[mlpack-git] [mlpack/mlpack] DatasetMapper & Imputer (#694)

Ryan Curtin notifications at github.com
Wed Jul 13 10:33:12 EDT 2016


> This one I am not sure about what is the result rcurtin refer to either.I guess what he means is we should keep the DatasetMapper mapping results when we load the new data.

We can handle this particular issue outside of this PR.  What I will do is write a test to ensure that the functionality is what I am hoping for, and I'll let you know when that is done.  I think that the current code will fail that test but I am not sure.  In essence, the issue is that I might want to load a training set, followed by loading a test set.  I need to be assured that when I load the test set, the mappings will be the same as for the training set, otherwise when I run my machine learning algorithm on the test set, the results will be garbage since the mappings are different than what the algorithm was trained with.

> (I guess this is fundamentally inevitable?)

It's certainly inevitable that we need to iterate over the matrix; if the matrix is column-major and we wish to impute only in one dimension, then yes, there is no way to avoid that.  But what I am focusing on is how we can reduce iterations over the matrix.  Consider the example where we want to median-impute over all dimensions, the matrix is column-major, and we want a separate output matrix:

```
extern arma::mat data; // Let's say this is very large.
arma::mat imputedData;
MedianImputation im;
// First dimension to create the output matrix.
im.Impute(data, imputedData, 0 /* map 0s */, 0);
for (size_t i = 1; i < imputedData.n_rows; ++i)
  im.Impute(imputedData, 0 /* map 0s */, i);
```

Theoretically I should be able to do this entire imputation in only two passes over the matrix: once to calculate the median without missing elements (and collect the missing element indices), and once to apply the median to the missing elements.

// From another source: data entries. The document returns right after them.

Issue #919, opened 2023-01-03
DEFAULT_FONT would be more convenient to set in one location.


daniel-p-gonzalez:
Currently it needs to be set per platform in the project configs. It would be nice to be able to set it in one location, e.g. in config.h.

olilarkin:
As mentioned on discord, the way to customize DEFAULT_FONT, if necessary, is to specify it as a preprocessor macro. You can do that for all targets by adding it to ALL_DEFS, e.g. add DEFAULT_FONT="Arial" to the end of this line

https://github.com/iPlug2/iPlug2/blob/master/Examples/IPlugEffect/config/IPlugEffect-mac.xcconfig#L27

daniel-p-gonzalez:
That's for Mac. You also need to add it for the other platforms, so you have to add it redundantly. I would also argue that it's much more of a config data thing, like app dimensions and vst3 categories (which live in config.h) for example. It's not at all like setting the GUI backend (which was mentioned on Discord), where it makes sense to put it in the project configs since it affects the build, rather than being config data.

I respect the difference of opinion though, and will just keep it that way in my fork. :)

PR #920, opened 2023-01-03
Include config.h in IGraphicsConstants.h to allow setting DEFAULT_FONT

daniel-p-gonzalez:
This allows setting DEFAULT_FONT in one location for convenience.

Fixes https://github.com/iPlug2/iPlug2/issues/919


olilarkin:
Thanks for contributing, but see my comment on the PR for the correct way to do this. We don't want the stuff in config.h to be exposed to all the IGraphics source code, that is not how it is designed

PR #929, opened 2023-02-21
Update zlib dependency to zlib 1.2.13

krig:
The 1.2.11 download is no longer available from zlib.net, so in order to make the download script work the simplest solution is to update to the 1.2.13 release.


olilarkin (approved):
LGTM

PR #930, opened 2023-02-21
Fix IGraphics build of freetype on Mac OS Monterey

krig:
When building freetype, the configure script was unable to find the stdlib headers (stdio.h, string.h) and the build fails.

To resolve this, it is necessary to set the CPATH env variable to the correct location for the standard headers.


olilarkin:
Thanks for the PR. I can compile a universal libfreetype.a on macOS Ventura on an intel machine but it fails on if I try and build it on apple silicon (#933). I tried this change but it didn't seem to make a difference. will leave this open for now

krig:
I am on apple silicon as well. There are other problems that prevent it from building on apple silicon, but this was one of the fixes that I did that was simple enough to PR. I had do so some major surgery to remove some x86 cross-compilation to get things to build entirely, unfortunately.

PR #1219, opened 2025-04-17
Make sure newly added parameters are not zeroed with UnserializeParams()

AlexHarker:
Although the loop here already exits early if the chunk has no more data it will still write one parameter with a zero (overwriting the default or current value) if the number of parameters has increased and an old plugin state is loaded.

This change just checks if something (hopefully) valid was read from the chunk before setting the parameter


olilarkin (approved):
Sounds reasonable. Nit: insert space after >=

Issue #740, opened 2021-05-11
VST3: Responsive UI example is the wrong size on windows


olilarkin:
In Reaper, on a high DPI screen, it seems 2x as big as it should be

olilarkin:
fix on https://github.com/iPlug2/iPlug2/tree/VST3/screen-scaled

see also

https://github.com/iPlug2/iPlug2OOS/issues/10

olilarkin:
@AlexHarker would like to chat about this soon, since IIRC you weren't convinced there was a problem with the VST3 view size reporting

olilarkin:
This should be fixed by https://github.com/iPlug2/iPlug2/pull/1158

If problems emerge will revert it

PR #1220, opened 2025-04-17
Fix scaling of responsive UI IGraphics plugins on windows

olilarkin:
This should be the correct fix for https://github.com/iPlug2/iPlug2/issues/740

### DIFF
--- a/Examples/IPlugResponsiveUI/IPlugResponsiveUI.cpp
+++ b/Examples/IPlugResponsiveUI/IPlugResponsiveUI.cpp
@@ -59,11 +59,6 @@ IPlugResponsiveUI::IPlugResponsiveUI(const InstanceInfo& info)
 }
 
 #if IPLUG_EDITOR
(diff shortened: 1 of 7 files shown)


AlexHarker:
Looks like we can still get an onSize() call to the VST3 view in REAPER even if we've previously return false for canResize.

I'm wondering is onSize needs to examine where host resizing is on or not.

AlexHarker:
BTW - this affects all VST3 plugin builds, as they will get resized (at least in REAPER)

olilarkin:
I see. I am adding a check to onSize(). I am surprised that reaper still sends onSize() since we should have returned false to canResize()

olilarkin:
https://github.com/iPlug2/iPlug2/pull/1221

AlexHarker:
Me too, but that's what happens - new PR looks good on a skim

AlexHarker:
REAPER only then calls to constrain the size if the plugin has reported that it can resize.

PR #1223, opened 2025-04-19
Fix resource bundling on Xcode 16.3

### LINKED ISSUE #1222: XCode 16.3 breaks example projects
Some changes with XCode 16.3 mean that plugin resources are not correctly bundled. It seems that the TARGET_BUILD_DIR environment variable no longer has a path eliminator on the end causing the python script to place resources outside the bundle

olilarkin:
Fixes #1222


olilarkin:
Seems to still work with < Xcode 16.3

normalaccount2137 (commented):
It indeed fixes the issue where /Resources were not correctly bundled within /Contents upon compiling with Xcode 16.3

PR #1232, opened 2025-04-20
Add ScopedGLContext

olilarkin:
This is a highly risky PR that I would like to get merged before a subsequent PR that would merge GLES support via ANGLE.

Rationale, for ANGLE: Apple have deprecated OpenGL and we never supported it on iOS in iPlug2. I notice some strange artefacts with IGRAPHICS_GL3 / IGRAPHICS_NANOVG on my Apple Silicon mac when I run IGraphicsTest. I am not sure if this is due to the way we create the GL Context (there are different ways) or if something is just broken with GL on macOS.

Anyhow, I would like to add GLES support via ANGLE, which is the library that allows WebGL to work consistently across many browsers. That means someone can use IGraphics with GLES on all platforms.

This PR is the first part of that work to clean up the Activate/Deactivate/SwapBuffers calls. It's a bit fiddly so I could do with some more 👀

### DIFF
--- a/IGraphics/Drawing/IGraphicsNanoVG.cpp
+++ b/IGraphics/Drawing/IGraphicsNanoVG.cpp
@@ -331,18 +331,16 @@ APIBitmap* IGraphicsNanoVG::LoadAPIBitmap(const char* fileNameOrResID, int scale
 
     if (pResData)
     {
-      ActivateGLContext(); // no-op on non WIN/GL
+      ScopedGLContext scopedGLCtx {this};
       idx = nvgCreateImageMem(mVG, nvgImageFlags, (unsigned char*) pResData, size);
-      DeactivateGLContext(); // no-op on non WIN/GL
     }
   }
   else
 #endif
   if (location == EResourceLocation::kAbsolutePath)
   {
-    ActivateGLContext(); // no-op on non WIN/GL
+    ScopedGLContext scopedGLCtx {this};
     idx = nvgCreateImage(mVG, fileNameOrResID, nvgImageFlags);
-    DeactivateGLContext(); // no-op on non WIN/GL
   }
 
   return new Bitmap(mVG, fileNameOrResID, scale, idx, location == EResourceLocation::kPreloadedTexture);
@@ -358,10 +356,11 @@ APIBitmap* IGraphicsNanoVG::LoadAPIBitmap(const char* name, const void* pData, i
     int idx = 0;
     int nvgImageFlags = 0;
 
-    ActivateGLContext();
-    idx = nvgCreateImageMem(mVG, nvgImageFlags, (unsigned char*)pData, dataSize);
-    DeactivateGLContext();
-
+    {
+      ScopedGLContext scopedGLCtx {this};
+      idx = nvgCreateImageMem(mVG, nvgImageFlags, (unsigned char*)pData, dataSize);
+    }
+    
     pBitmap = new Bitmap(mVG, name, scale, idx, false);
 
     storage.Add(pBitmap, name, scale);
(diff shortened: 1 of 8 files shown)


olilarkin:
@svantana would you be able to take a look at this? You are using IGRAPHICS_GL3 right?

IGraphics/IGraphics.h
```diff
@@ -970,6 +970,17 @@ class IGraphics
...
+  // An RAII helper to manage the IGraphics GL context
+  class ScopedGLContext
+  {
+  public:
+    ScopedGLContext(IGraphics* pThis)
+    : mThis(pThis) { mThis->ActivateGLContext(); }
+    ~ScopedGLContext() { mThis->DeactivateGLContext(); }
+  private:
+    IGraphics* mThis;
+  };
```
AlexHarker, line 982: This looks like a good idea, but I'd avoid using "this" as a member/parameter naming, as it could also be used from a Mac view correctly.

As this object also makes no sense if there is no IGraphics I'd suggest it should be stored by reference to the object, rather than by pointer.

IGraphics/Drawing/IGraphicsNanoVG.cpp
AlexHarker, line 1: No changes in this file look risky or controversial to me - cleaner and better I'd say!

IGraphics/Platforms/IGraphicsWin.cpp
```diff
@@ -937,15 +932,6 @@ void IGraphicsWin::PlatformResize(bool parentHasResized)
   }
 }
 
-#ifdef IGRAPHICS_GL
```
AlexHarker, line 940: Is there no longer a need to activate and deactivate around draw resizing or is it happening some other way?

IGraphics/Platforms/IGraphicsWin.cpp
AlexHarker, line 1: Other than checking on DrawResize() this looks good to me and again cleaner and less susceptible to issues.

Minor point -  I'm not a massive fan of scoping using blocks with no control flow (ifs/switches etc.) but I can see why that has been done here. Might be worth thinking about.

IGraphics/Platforms/IGraphicsWin.h
AlexHarker, line 1: Nothing here that isn't covered elsewhere - presume the moving of method visibility is intentional

AlexHarker:
Looked through and added comments - not done the Mac stuff yet, but mostly good - some caution of checking needed around DrawResize() - happy to discuss sometimes if desirable.

IGraphics/Platforms/IGraphicsWin.cpp
olilarkin: It happens in NanoVG DrawResize() but i see that we also need it in Skia DrawResize

IGraphics/Platforms/IGraphicsWin.h
olilarkin: yeah

IGraphics/Platforms/IGraphicsWin.cpp
olilarkin: I added it to skia

IGraphics/IGraphics.h
olilarkin: I tweaked

olilarkin (commented):
Didn't mean to start a review on my own PR.

svantana:
> @svantana would you be able to take a look at this? You are using IGRAPHICS_GL3 right?

Ok, finally got around to giving this a spin on mac and (VM) windows. I tried the things that have been problems in the past, which are:

* multiple instances
* moving to and from external monitor
* opening and closing window very fast

All seem to work without issue. Yay!

IGraphics/Platforms/IGraphicsWin.cpp
olilarkin: I believe this is addressed by adding the scoped context to IGraphcsiSkia:: DrawResize()

AlexHarker:
This was slightly broken for non-GL builds due to the positioning of a preprocessor directive, leading to linking errors.

I pushed the fix directly to the main branch, as although I don't like doing that we had a broken state on that branch, and I had tested locally.

olilarkin:
Thanks!

PR #1238, opened 2025-04-20
Replace Win 32 builds with ARM64EC

olilarkin:
This PR swaps out the (obsolete) 32 bit windows builds for ARM64EC targets.

common.props variables that were 

XX_32 ->  XX_ARM64EC 
XX_64 -> XX_x86_64


sstillwell:
RE: AAX - Pro Tools won't run on ARM64EC (primarily due to the fact that PACE tools won't run on ARM64EC, so at least in my repos (I'm already building ARM64EC versions), I just don't build AAX and stick to VST2/VST3.

PR #1244, opened 2025-04-21
WIP: Add support for visionOS

olilarkin:
Thanks to a lot of hard work on iOS/AUv3 support over the years, iPlug2 is ready to enter the age of spatial computing 🚀


hor-net:
That’s great Oli, i was talking with an Apple rep some time ago and they are searching for apps for VisionOS (now we just need a killer idea :D)

Saverio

But the code above takes (1 + 2d) passes over the matrix, which is a lot more: the first pass, it copies the input matrix to the output matrix; then 2 passes are made for each dimension.  It would be much better to make two changes:

 * The overload of `Impute()` that gives a separate output matrix should not copy the input matrix to the output matrix, but instead impute directly into the output matrix, and copy elements as needed.  I guess in that case there is no need to store the `targets` because you will have to make a second pass over all of the elements of the matrix.  (The overload that does not take a separate output matrix should remain.)

 * `Impute()` should allow imputation in all dimensions, and then it could apply imputation for all dimensions at once, instead of needing to take many passes over the matrix.  Maybe it makes sense to make this a new overload of `Impute()`; I am not sure.

I'm sorry to be so picky about this, but we are essentially implementing the same functionality as scikit-learn here, and it's hard to construct a good justification to use mlpack's implementation if it is slower than scikit's, so we need to make sure it is fast.